The driver of a school bus which crashed and killed five children in Chattanooga, Tennessee allegedly asked the children on board "are y'all ready to die?" before the collision, according to reports on Wednesday (23 November).
Bus driver Johnthony Walker has been arrested and charged with five counts of vehicular homicide, reckless endangerment and reckless driving.

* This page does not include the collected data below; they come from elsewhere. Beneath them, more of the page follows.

PR #3776, opened 2022-05-25
Change default BOLT11 expiry from 30 days to 1 day

bolatovumar:
See https://github.com/btcpayserver/btcpayserver/discussions/3686

Update the default BOLT11 invoice expiration time from 30 days to 1 day but I'm not sure if that's enough. Looks like the default as specified in BOLT11 is 3600 seconds i.e. 1 hour. I wonder if we should change it to be the same.

We could also allow the user to specify the default value not just in days but in days/hours/minutes/seconds as needed.

Capture

https://github.com/lightning/bolts/blob/master/11-payment-encoding.md

### DIFF
--- a/BTCPayServer.Tests/GreenfieldAPITests.cs
+++ b/BTCPayServer.Tests/GreenfieldAPITests.cs
@@ -496,9 +496,9 @@ namespace BTCPayServer.Tests
                 Amount = 12.3m,
                 Currency = "BTC",
                 PaymentMethods = new[] { "BTC" },
-                BOLT11Expiration = TimeSpan.FromDays(31.0)
+                BOLT11Expiration = TimeSpan.FromDays(2.0)
             });
-            Assert.Equal(TimeSpan.FromDays(31.0), test2.BOLT11Expiration);
+            Assert.Equal(TimeSpan.FromDays(2.0), test2.BOLT11Expiration);
 
             TestLogs.LogInformation("Can't archive without knowing the walletId");
             var ex = await AssertAPIError("missing-permission", async () => await client.ArchivePullPayment("lol", result.Id));
@@ -507,7 +507,7 @@ namespace BTCPayServer.Tests
             await AssertAPIError("unauthenticated", async () => await unauthenticated.ArchivePullPayment(storeId, result.Id));
             await client.ArchivePullPayment(storeId, result.Id);
             result = await unauthenticated.GetPullPayment(result.Id);
-            Assert.Equal(TimeSpan.FromDays(30.0), result.BOLT11Expiration);
+            Assert.Equal(TimeSpan.FromDays(1.0), result.BOLT11Expiration);
             Assert.True(result.Archived);
             var pps = await client.GetPullPayments(storeId);
             result = Assert.Single(pps);
--- a/BTCPayServer/Data/StoreBlob.cs
+++ b/BTCPayServer/Data/StoreBlob.cs
@@ -23,7 +23,7 @@ namespace BTCPayServer.Data
         public StoreBlob()
         {
             InvoiceExpiration = TimeSpan.FromMinutes(15);
-            RefundBOLT11Expiration = TimeSpan.FromDays(30);
+            RefundBOLT11Expiration = TimeSpan.FromDays(1);
             MonitoringExpiration = TimeSpan.FromDays(1);
             PaymentTolerance = 0;
             ShowRecommendedFee = true;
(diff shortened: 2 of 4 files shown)


pavlenex:
I honestly don't know what's best, perhaps this is one of those things we tweet out and see what people thing about it? I think you're bringing a fair point around 1 hour, perhaps a wider testing of ln wallets is needed with this. @petzsch this seems like something we can user test?
1. Create a spreadsheet with 10-15 lightning wallets.
2. Generate an invoice with each and note on the expiration date for every. Add it to the column. 
3. Create a conclusion on % of wallets that use x experiation time for invoices and improve our refund flow accordingly. 
Personally I have a feeling lots of wallets implemented 24hours, but if I'm wrong then this will be a big issue, unless something other than bolt11 is used, if so we may want to advertise that instead of bolt11 (lightning address, lnurl?)

petzsch:
Maybe https://www.bitrefill.com/blog/top-11-lightning-network-wallets-bitrefill/ is a good ressource for popular Lightning wallets, personaly I would also add lntxbot (Telegram lightning bot).

I can create the spreadsheet and slowly do some testing, but setting up liquidity to all of the wallets might be a bit nerv wrecking. I can ask on the Testers channel if someone wants to help.

bolatovumar:
@pavlenex I just tested a bunch of wallets and seems like 1 day is pretty safe to use?

Muun: 24 hours
Phoenix: 7 days
Bluewallet: 24 hours
Wallet of Satoshi: 24 hours
Simple Bitcoin Wallet (SBW): 14 days
LightningTipBot: 24 hours

pavlenex:
Thanks for testing that @bolatovumar. I think 1 hour will definitely not be enough time for merchants to react, but one day potentially can be. So I think we should stick to 24hours as you originally proposed.

petzsch:
loosely related question: Can we have such a config option for regular pull payments as well (might be out of scope for this PR)? It confused the heck out of me that this setting only applies to refunds but not regular pull payments, see:

https://github.com/btcpayserver/btcpayserver/discussions/3686#discussioncomment-2816828

NicolasDorier:
There is a fundamental UX issue related to BOLT11 and refunds. @Kukks needs to weight in.

The issue is that when requesting a refund (payout), the merchant will likely settle it once a week or once every few day as it isn't automated and need review.

If users starts submitting 1 days expiration BOLT11, then it will be impossible to refund them most of the time, meaning the merchant need to contact them again...

bolatovumar:
> Lightning wallet should allow customization of expiration, if they don't then it shouldn't be used for refunds until they allow it.

@NicolasDorier of all the LN wallets I tested none actually allow you to customize expiration time. Best they do is just show you what the expiration time is and how is left.

NicolasDorier:
Then we should remove the ability to refund via BOLT11 completely. Need to see with @Kukks

pavlenex:
> If users starts submitting BOLT11 with 1 day expiration, then it will be impossible to refund them most of the time, as by the time the merchant see it, it will already be expired, so the merchant need to contact them again...

At the stage where lightning is used only by smaller, tech savvier merchant's I'd say I disagree, because smaller merchants are way more proactive in handling this vs big systems. It's a chicken and egg problem. Either customer provides bolt11 with bad expiration time, then emails merchants that they cannot submit a refund, or they submit a bolt11, it expires meanwhile so merchant would need to contact them to re-submit, which is I think better scenario. Most wallets go with 1 day by default it seems, so for now I'd leave it at 1 day and let's see what happens. For now we had plenty reports where users just don't know how to do 30-day invoice, which is the reason why we wanted to change it.

NicolasDorier:
@pavlenex I think a better alternative is just to not support this feature. BOLT11 isn't adapted.

petzsch:
Would be a pitty if we had drop bolt11 support for payouts. At least the Breez and SBW don't allow me to create an LNURL or LN-Address for recieving over lightning. (hopefully that changes in the future)

Kukks:
Removing the feature is not a solution.

bolatovumar:
> I think the best thing to do then it is to notify lightning wallets to add the ability to setup expiration

Should I close this PR then?

frnandu:
Even when set to 1 day, when I get invoices for refunds, most are less than 24h, so they get refused with "...Invoice must have an expiry date of at least 1 day...". 
Shouldn't there be an option for specifying hours instead of days???

jacobburrell:
Running into the same issues with pull payments. 

Seems impossible to submit an invoice to claim funds from a pull payment with many wallets.

30-day default that doesn't seem to respond to the store's setting makes it fail.

With `auto-approved` pull payments, there probably shouldn't be a required minimum at all.

Can we at least put something in docs explaining a workaround, or the reason it fails?

TowyTowy:
@jacobburrell @frnandu Any solutions? Having this issue too, would love to be able to have my client be able to withdraw his funds himself.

The crash happened on Monday (21 November) whilst the 24-year-old was carrying around 35 pupils, aged between five and 10-years-old, from the Woodmore Elementary School.
It has been reported that 12 injured students are still in hospital, six of whom are in critical condition while six are in a stable condition.
The bus was on a narrow road about a mile from the school and swerved right, hit a driveway and mailbox, headed in the opposite direction and was beginning to overturn before slamming into a telephone pole and a tree, according to an arrest affidavit.
Investigators are still probing the cause of the crash, but believe the vehicle was driving much faster than the 30 mile-per-hour limit.
One grieving mother, Jasmine Mateen, who had three children travelling the vehicle — one of whom, aged six, was killed – told CBS News.
"The mother says that in the moments before the crash, the bus driver said something to the effect of 'Are you all ready to die?' and then seconds later, the bus was on its side and five kids were killed," the report said.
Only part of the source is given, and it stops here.